If this election does have a headline, it is the coming of age of Israel’s new right, encapsulated by the candidacy of Naftali Bennett, 40, the new leader of Habayit Hayehudi, the "Jewish Home" Party, which is storming to third place in the polls, having shared the honor of being the smallest party in the outgoing Knesset. Bennett, a former advisor to Netanyahu, is an interesting character: A dot-com millionaire of American parentage, he served in the military’s elite Sayeret Matkal unit, wears a kippa, and is deeply rooted in the national religious movement. Bennett’s soft-spoken style often obscures his hard-line views: He is radically pro-settler and even annexationist in his position on the territories. Israel’s most popular political satire show, Eretz Nehederet ("A Wonderful Country"), has caricatured him as a new software app: the iBennett, a modern version of the old settler model — "no beard, no crazy-mystical gaze, smaller kippa" — but with occasional glitches (the spoof iBennett character recognizes there are other nations in God’s promised land, sounding reasonable, but then reverts to type by claiming "God will strike them with a plague of frogs").
Alongside Bennett’s rapid rise, Jan. 22 is best understood as a "Tribes of Israel" election — taking identity politics to a new level.

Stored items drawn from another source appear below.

PR #156, opened 2019-11-05
More pond UI changes

breville:
Screenshot 2019-11-05 11 34 43

### DIFF
--- a/src/demo/models/pond.js
+++ b/src/demo/models/pond.js
@@ -38,9 +38,12 @@ const arrangeFish = fishes => {
       0,
       constants.canvasWidth - constants.fishCanvasWidth / 2
     );
+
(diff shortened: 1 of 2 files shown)


src/demo/models/pond.js
```diff
@@ -40,7 +40,7 @@ const arrangeFish = fishes => {
     );
     const y = randomInt(
       0,
-      constants.canvasHeight - constants.fishCanvasHeight / 2
+      constants.canvasHeight - constants.fishCanvasHeight / 2 - 160
```
madelynkasula: what's the purpose of this change?

breville: Good question.  It stops fish showing behind the UI.  I updated with a variable and an explanation.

Floating votes may exist within the tribes of Israel, but movement between tribes, or political blocs, is almost unheard of. Israelis seem to relate their political choices almost exclusively to embedded social codes rather than contesting policies.
Indeed, with all the personal rivalries, splits, mergers, and divisions within the four major tribes, it’s remarkable how little this campaign has been about the serious issues facing Israel. There is precious little substantive policy debate, even by Israeli and general Western standards. Iran, for instance, has barely featured at all in this campaign season. The race has also not really been about the Palestinians. Bennett may have produced a plan for annexing 60 percent of the occupied West Bank and formalizing an apartheid system, but in election rallies, ads, and interviews, his party emphasizes social issues, military service, and his version of Jewish values, de-emphasizing not only his annexation plan but also the settler radicalism of his list.
This theme of "don’t mention the Palestinians" is also a driving motif for the centrist leaders of the Labor Party and Yesh Atid (a new party led by TV personality Yair Lapid), with their focus on domestic issues. Only Tzipi Livni, who broke from Kadima to found her own Hatnuah Party, and the left-wing Meretz Party emphasize the two-state option and the conflict, but Livni’s prescriptions convey a decidedly stale feel. They are irresponsive to the changing regional realities and growing strength of Hamas, and elicit something of a "been there; tried that" reaction from the public. All of which allows Netanyahu’s message of staying the course to go largely unchallenged.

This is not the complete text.